Planting and managing riverside vegetation is crucial in river engineering and preserving wetland ecosystems. SEI scientist Romina Díaz-Gómez, in collaboration with other researchers from University of California, Davis, evaluated the use of different modelling approaches in predicting cottonwood recruitment in this publication, and the implications for river ecology and conservation.
River ecosystems have been declining in regions of western North America due to prioritizing human water needs and infrastructural development. Coupled with the effects of worsening climate change and environmental disturbances, these river ecosystems are expected to further decline with time.

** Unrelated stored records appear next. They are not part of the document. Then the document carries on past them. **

Issue #386, opened 2024-04-25
Input field disappearing when clicking 'Add'.


AmazingAkai:
```py
class NewStaff(BaseModel):
    name: Annotated[str, Field(max_length=255, pattern=r"^[a-zA-Z\s]+$")]
    email: EmailStr
    superuser: bool
    permissions: list[Permission]
    
    
async def new_staff_endpoint(request: Request, data: NewStaff) -> str:
    ... # user creation code...


NEW_STAFF_FORM = FormConfig(
    name="New Staff",
    description="Create a new staff member.",
    pydantic_model=NewStaff,
    endpoint=new_staff_endpoint,
)
```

Cottonwood (Populus) is the most common riverside plant in western North America and are crucial to the health of river ecosystems. SEI and University of California, Davis researchers investigated the use of predictive modelling approaches to predict the growth of cottonwood around the Yuba River in the state of California. To do so, the team tested two different approaches: a deterministic and statistical approach. The deterministic approach was a spatial distribution algorithm using expert-estimated values for cottonwood growth, mirroring common practices in managing replanting efforts. On the other hand, the statistical approach was a random forest machine learning algorithm trained on observations of cottonwood distribution in 2022.
While the deterministic approach was informative but ultimately inaccurate, the statistical approach was 87% accurate in predicting cottonwood growth. The model also found that the most important variables for cottonwood growth were local variations in elevation and proximity to water channels. Generally, topological variables were much more significant in predicting cottonwood growth than hydrophysical variables. To maximize cost efficiency and project success, the team recommends using both deterministic and statistical models to plan revegetation efforts in river conservation.